An exact copy of the entries below is the expected answer.

*** Begin section ***

PR #304, opened 2020-11-10
Remove uses of similar to generate test inputs

oxinabox:
This is why we have been getting non-determinstic failures, even thouh the RNG seed was set.
`similar` just has whatever values was in RAM.
Which could well be NaN.

Turns out it was not FiniteDifferences.jl v0.11 at all.

### DIFF
--- a/test/rulesets/LinearAlgebra/dense.jl
+++ b/test/rulesets/LinearAlgebra/dense.jl
@@ -28,7 +28,7 @@
             M, N = 3, 4
             x, A, y = randn(T, M), randn(T, M, N), randn(T, N)
             ẋ, Adot, ẏ = randn(T, M), randn(T, M, N), randn(T, N)
-            x̄, Abar, ȳ = similar(x), similar(A), similar(y)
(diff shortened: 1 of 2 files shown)


glennmoy (approved):

nickrobinson251 (approved):

mcabbott:
My bad, I guess. But why is `rrule_test` reading such values, at all?

I mean if it wants empty space, it should ideally generate it, or zero it. If it wanted valid perturbations, wouldn't that be called forward mode?

simeonschaub:
Did you intentionally check in ChainRulesTestUtils as a submodule?

nickrobinson251:
> Did you intentionally check in ChainRulesTestUtils as a submodule?

😱 

OMG completely missed that in the review! (Feel like the one-line diff for addign a submodule hasn't helped us here *shakes fist at GitHub*) 

Pretty sure it wasn't intended (cc @oxinabox)

oxinabox:
It was very much not intended.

*** End section ***

• [FINISHED EXERCISE]:
PR #304, opened 2020-11-10
Remove uses of similar to generate test inputs

oxinabox:
This is why we have been getting non-determinstic failures, even thouh the RNG seed was set.
`similar` just has whatever values was in RAM.
Which could well be NaN.

Turns out it was not FiniteDifferences.jl v0.11 at all.

### DIFF
--- a/test/rulesets/LinearAlgebra/dense.jl
+++ b/test/rulesets/LinearAlgebra/dense.jl
@@ -28,7 +28,7 @@
             M, N = 3, 4
             x, A, y = randn(T, M), randn(T, M, N), randn(T, N)
             ẋ, Adot, ẏ = randn(T, M), randn(T, M, N), randn(T, N)
-            x̄, Abar, ȳ = similar(x), similar(A), similar(y)
(diff shortened: 1 of 2 files shown)


glennmoy (approved):

nickrobinson251 (approved):

mcabbott:
My bad, I guess. But why is `rrule_test` reading such values, at all?

I mean if it wants empty space, it should ideally generate it, or zero it. If it wanted valid perturbations, wouldn't that be called forward mode?

simeonschaub:
Did you intentionally check in ChainRulesTestUtils as a submodule?

nickrobinson251:
> Did you intentionally check in ChainRulesTestUtils as a submodule?

😱 

OMG completely missed that in the review! (Feel like the one-line diff for addign a submodule hasn't helped us here *shakes fist at GitHub*) 

Pretty sure it wasn't intended (cc @oxinabox)

oxinabox:
It was very much not intended.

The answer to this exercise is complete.